DATASET ENTRIES:
PR #3099, opened 2026-09-11
fix: emit permission-denied tool result events

### LINKED ISSUE #3097: Permission HITL: user-denied tool calls emit no tool-result events (rule-denied ones do)[Bug]:
**Version:** agentscope-java 2.0.3 (agentscope-core)

### What happens

When the user denies a tool call in permission-mode HITL, the resumed run emits no
`ToolResultStartEvent` / `ToolResultEndEvent` for it. A client driving the AG-UI protocol therefore
never learns the outcome of that tool call and has to synthesise the state from its own local record
of the decision.

Rule-based denial behaves the opposite way and does emit the events, so the two denial paths are
inconsistent.

### Where

- `ReActAgent.PermissionFlow#applyConfirmResults` — for a denied `ConfirmResult` it only appends a
  `ToolResultBlock.text("Permission denied by user").withState(DENIED)` to the message context.
  No `publishEvent(...)`.
- `ReActAgent#runToolBatch` — rule-denied calls *do* publish `ToolResultStartEvent` with
  `"Permission denied by rules"` and a matching end event.

### Why it matters

The AG-UI mapping is event-driven. Without an event, `AguiStreamContext` produces no
`TOOL_CALL_RESULT`, so a conforming client cannot distinguish "denied" from "result never arrived"
without keeping its own side-channel state. It also means the denial is invisible to anything else
that observes the agent event stream (tracing, audit, replay).

### Suggested fix

Publish the same `ToolResultStartEvent` → delta → `ToolResultEndEvent(state = DENIED)` sequence from
the user-denial path that `runToolBatch` already publishes for rule-denied calls.

Possibly the same root cause as #2492.

guslegend0510:
Fixes #3097

User-denied permission confirmations previously updated the message context without emitting tool-result events, leaving event-driven clients without a tool outcome.

This change:
- Emits the complete start → text delta → end (DENIED) sequence for user denials.
- Emits rule-denied results in batches that also contain tools awaiting confirmation.
- Restores validated tool-call tracking on AG-UI resume without replaying call start/end events.
- Supports older sessions without persisted confirmation reply IDs.

Validation:
- Core: 2,338 tests, 9 skipped.
- Harness: 1,030 tests, 14 skipped.
- AG-UI: 413 tests.
- Zero failures or errors; formatting and diff checks passed.
-

### DIFF
--- a/.github/workflows/maven-ci.yml
+++ b/.github/workflows/maven-ci.yml
@@ -52,10 +52,8 @@ jobs:
             repo-cache-path: '~/.m2/repository'
           - os: windows-latest
             repo-cache-path: '~\.m2\repository'
-            mvnd-cache-path: '~\.mvnd'
 
     env:
-      MVND_VERSION: '1.0.3'
       JAVA_VERSION: '17'
 
     steps:
@@ -75,32 +73,6 @@ jobs:
           restore-keys: |
             maven-${{ runner.os }}-
 
-      - name: Cache mvnd [${{ runner.os }}]
-        if: runner.os == 'Windows'
-        id: cache-mvnd
-        uses: actions/cache@v4
-        with:
-          path: ${{ matrix.mvnd-cache-path }}
-          key: mvnd-${{ env.MVND_VERSION }}-${{ runner.os }}
-
-      - name: Install mvnd [Windows]
-        if: steps.cache-mvnd.outputs.cache-hit != 'true' && runner.os == 'Windows'
-        shell: pwsh
-        run: |
-          Invoke-WebRequest `
-            -Uri "https://github.com/apache/maven-mvnd/releases/download/${{ env.MVND_VERSION }}/maven-mvnd-${{ env.MVND_VERSION }}-windows-amd64.zip" `
-            -OutFile "mvnd.zip"
-          mkdir -Path "~\.mvnd" -Force
-          Expand-Archive -Path "mvnd.zip" -DestinationPath "mvnd" -FORCE
-          Copy-Item -Path "mvnd\maven-mvnd-${{ env.MVND_VERSION }}-windows-amd64\*" -Destination "~\.mvnd\" -Recurse
-          Set-Content -Path "~\.mvnd\conf\mvnd.properties" -Value @"
-          # mvnd client timeout settings
-          mvnd.connectTimeout=120000
-          mvnd.socketConnectTimeout=30000
-          mvnd.cancelConnectTimeout=30000
-          "@ -Encoding Utf8 -Force
-          Remove-Item -Path "mvnd", "mvnd.zip" -Recurse -Force
-
       - name: Build and Test with Coverage [Linux]
         if: runner.os == 'Linux'
         shell: bash
@@ -114,8 +86,8 @@ jobs:
         if: runner.os == 'Windows'
         run: |
           # -T1: single-threaded build so reactor order is respected (see Linux step).
-          # -Dmvnd.maxLostKeepAlive=120: avoid StaleAddressException on long javadoc phases (mvnd#161).
-          & "~\.mvnd\bin\mvnd.cmd" -B -T1 "-Dmvnd.maxLostKeepAlive=120" clean verify
+          # Use standard Maven to avoid mvnd daemon startup/communication failures.
+          mvn -B -T1 clean verify
 
       - name: Upload coverage reports to Codecov
         if: runner.os == 'Linux'
--- a/agentscope-core/src/main/java/io/agentscope/core/ReActAgent.java
+++ b/agentscope-core/src/main/java/io/agentscope/core/ReActAgent.java
@@ -1908,12 +1908,14 @@ public class ReActAgent extends AgentBase implements AutoCloseable {
             }
 
             String replyId = resolvePendingRequestReplyId(Msg.METADATA_CONFIRM_REQUEST_REPLY_ID);
-            if (!replyId.isEmpty()) {
-                publishEvent(new UserConfirmResultEvent(replyId, normalized));
-                clearPendingRequestReplyId(Msg.METADATA_CONFIRM_REQUEST_REPLY_ID);
+            if (replyId.isEmpty()) {
+                // Older persisted ASKING calls may not carry request correlation metadata.
+                replyId = UUID.randomUUID().toString().replace("-", "");
             }
+            publishEvent(new UserConfirmResultEvent(replyId, normalized));
+            clearPendingRequestReplyId(Msg.METADATA_CONFIRM_REQUEST_REPLY_ID);
 
-            applyConfirmResults(normalized);
+            applyConfirmResults(normalized, replyId);
         }
 
         /** Resolve the reply id for the pending HITL request stored on the last assistant message. */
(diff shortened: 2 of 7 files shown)


oss-maintainer:

@guslegend0510 This PR currently conflicts with `main` and cannot be merged. Please rebase or merge `main` into your branch:

```bash
git fetch origin
git checkout codex/fix-3097-denied-tool-events
git rebase origin/main
# resolve conflicts, then:
git push --force-with-lease
```

This is a one-time reminder. Feel free to @mention me for a re-review once conflicts are resolved.

---

.github/workflows/maven-ci.yml
```diff
@@ -114,8 +86,8 @@ jobs:
         if: runner.os == 'Windows'
         run: |
           # -T1: single-threaded build so reactor order is respected (see Linux step).
-          # -Dmvnd.maxLostKeepAlive=120: avoid StaleAddressException on long javadoc phases (mvnd#161).
-          & "~\.mvnd\bin\mvnd.cmd" -B -T1 "-Dmvnd.maxLostKeepAlive=120" clean verify
+          # Use standard Maven to avoid mvnd daemon startup/communication failures.
```
oss-maintainer, line 89: Two things here: (1) this CI change is unrelated to the PR's stated purpose (permission-denied tool result events) — it belongs in its own PR so it can be reverted independently; (2) dropping mvnd on Windows also drops the workaround the removed comment described (`-Dmvnd.maxLostKeepAlive=120` for `StaleAddressException` during long javadoc phases, apache/maven-mvnd#161). Falling back to plain `mvn -B -T1 clean verify` is a legitimate choice, but please confirm Windows CI is green with it and say so in the description, otherwise the next long javadoc build may flake and the cause will be hard to trace back to this PR.

agentscope-core/src/main/java/io/agentscope/core/ReActAgent.java
```diff
@@ -1908,12 +1908,14 @@ private void validateAndAcceptConfirmResults(List<Msg> msgs, List<ToolUseBlock>
             }
 
             String replyId = resolvePendingRequestReplyId(Msg.METADATA_CONFIRM_REQUEST_REPLY_ID);
-            if (!replyId.isEmpty()) {
-                publishEvent(new UserConfirmResultEvent(replyId, normalized));
-                clearPendingRequestReplyId(Msg.METADATA_CONFIRM_REQUEST_REPLY_ID);
+            if (replyId.isEmpty()) {
+                // Older persisted ASKING calls may not carry request correlation metadata.
+                replyId = UUID.randomUUID().toString().replace("-", "");
```
oss-maintainer, line 1913: Inventing a fresh `replyId` when the persisted `METADATA_CONFIRM_REQUEST_REPLY_ID` is absent breaks the correlation this PR is trying to restore: the client saw `RequireUserConfirmEvent` under the *original* reply id, so the `ToolResult*` events (and the `ToolCallResult` messageId keyed as `replyId + ":" + toolCallId` in the AG-UI adapter) will land under an id the client has never seen — an orphan result rather than a resolved pending call. It also makes `UserConfirmResultEvent` publish unconditionally now, where before it was suppressed for the blank case. Could the blank-metadata case instead recover the id from the last assistant message (the same place `persistPendingRequestReplyId` writes it), or fall back to the previous no-op behaviour plus a `log.warn`? A test for the metadata-missing resume path would pin the intent either way.

agentscope-core/src/main/java/io/agentscope/core/ReActAgent.java
```diff
@@ -2919,11 +2923,21 @@ Flux<AgentEvent> actingStream(
                                 resultHolder.set(List.of());
                                 persistPendingRequestReplyId(
                                         Msg.METADATA_CONFIRM_REQUEST_REPLY_ID, replyId);
-                                return Flux.<AgentEvent>just(
-                                        new RequireUserConfirmEvent(replyId, pending),
-                                        new RequestStopEvent(
-                                                "permission asking",
-                                                GenerateReason.PERMISSION_ASKING));
+                                return Flux.fromIterable(toolCalls)
+                                        .filter(tc -> autoDenied.contains(tc.getId()))
```
oss-maintainer, line 2927: Emission ordering detail: the auto-denied `ToolResult*` triples are concatenated *before* `RequireUserConfirmEvent` / `RequestStopEvent`. A consumer that opens a tool-call card on `RequireUserConfirmEvent` will therefore receive results for tool calls it has not been told are pending yet. Emitting the denied triples after the confirm/stop pair (or right after `writeAutoDeniedResults`) reads more naturally; either is fine as long as it is deliberate.

agentscope-extensions/agentscope-extensions-protocol/agentscope-extensions-agui/src/main/java/io/agentscope/core/agui/adapter/strategy/AguiStreamContext.java
```diff
@@ -232,6 +232,14 @@ public void endToolCall(String toolCallId) {
         }
     }
 
+    /** Recognize a validated permission resume without replaying the previous run's call events. */
```
oss-maintainer, line 235: `resumeToolCall` overlaps with what is already on `main`: `AguiStreamContext.adoptToolCall(toolCallId)` plus the `hasKnownToolCall(...)` guard on `beginToolResult` / `appendToolResultText` / `endToolResult`, and `PermissionConfirmEventConverter` already calls `adoptToolCall(...)` for every validated `ConfirmResult`. This is very likely the source of the current merge conflict. Please rebase onto `main` and drop the `AguiStreamContext` / `PermissionConfirmEventConverter` hunks — the core-side fix plus the existing adoption path should be sufficient. Note the difference in semantics too: `resumeToolCall` writes both `startedToolCalls` and `endedToolCalls` (which suppresses a later `ToolCallEnd` for a call that is re-executed in this run), whereas `adoptToolCall` keeps those sets separate.

agentscope-core/src/test/java/io/agentscope/core/agent/ReActAgentHitlTest.java
```diff
@@ -408,6 +416,186 @@ void askingToolResumeWithDeniedConfirmResultProducesDeniedToolResult() {
         assertTrue(foundDenied, "expected a DENIED ToolResultBlock for the rejected tool");
     }
 
+    @ParameterizedTest
```
oss-maintainer, line 419: The parameterized user-denied / rule-denied coverage and `assertDeniedEvents` are a good fit for this change, and promoting `AskingTool` to assert execution counts is a nice way to prove the denied path never invokes the tool. The one missing case is the blank-`replyId` resume discussed above, which is exactly the branch whose behaviour changed.

oss-maintainer (commented):
### Summary
Adds a shared `deniedToolResultEvents(...)` helper and routes every permission-denial path (user confirm, auto-deny during acting, rule deny in `runToolBatch`) through it, with parameterized tests — a genuinely more complete treatment of the denied-event gap than the current state on `main`. COMMENT because three things need resolution first: this PR currently has merge conflicts, the AG-UI half duplicates machinery that already landed, and the synthesized `replyId` changes correlation semantics.

### Findings
- **[Critical]** `ReActAgent.java:1913` — a random `replyId` for the metadata-missing case produces results keyed to an id the client never saw; also now publishes `UserConfirmResultEvent` unconditionally.
- **[Warning]** `AguiStreamContext.java:235` — `resumeToolCall` overlaps with `adoptToolCall` + `hasKnownToolCall` + the existing `PermissionConfirmEventConverter` adoption on `main`; likely the conflict source.
- **[Warning]** `maven-ci.yml:89` — unrelated Windows mvnd→mvn switch that also removes the documented `mvnd#161` workaround.
- **[Info]** `ReActAgent.java:2927` — denied triples are emitted before `RequireUserConfirmEvent`.
- **[Info]** test — blank-`replyId` branch not covered.

### Cross-PR Note
PR #3104 covers the same user-denied gap with a narrower change. Suggest the maintainers pick one home for the shared helper: this PR's `deniedToolResultEvents(...)` factoring (which also fixes the auto-denied path) looks like the better base once the conflict is resolved and the AG-UI hunks are dropped.

---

PROMPT:
What should appear is an exact copy of the lines from the one with "Adds a shared" through the end of the entries above, ends included, and no other text.

FINAL ANSWER:
Adds a shared `deniedToolResultEvents(...)` helper and routes every permission-denial path (user confirm, auto-deny during acting, rule deny in `runToolBatch`) through it, with parameterized tests — a genuinely more complete treatment of the denied-event gap than the current state on `main`. COMMENT because three things need resolution first: this PR currently has merge conflicts, the AG-UI half duplicates machinery that already landed, and the synthesized `replyId` changes correlation semantics.

### Findings
- **[Critical]** `ReActAgent.java:1913` — a random `replyId` for the metadata-missing case produces results keyed to an id the client never saw; also now publishes `UserConfirmResultEvent` unconditionally.
- **[Warning]** `AguiStreamContext.java:235` — `resumeToolCall` overlaps with `adoptToolCall` + `hasKnownToolCall` + the existing `PermissionConfirmEventConverter` adoption on `main`; likely the conflict source.
- **[Warning]** `maven-ci.yml:89` — unrelated Windows mvnd→mvn switch that also removes the documented `mvnd#161` workaround.
- **[Info]** `ReActAgent.java:2927` — denied triples are emitted before `RequireUserConfirmEvent`.
- **[Info]** test — blank-`replyId` branch not covered.

### Cross-PR Note
PR #3104 covers the same user-denied gap with a narrower change. Suggest the maintainers pick one home for the shared helper: this PR's `deniedToolResultEvents(...)` factoring (which also fixes the auto-denied path) looks like the better base once the conflict is resolved and the AG-UI hunks are dropped.

---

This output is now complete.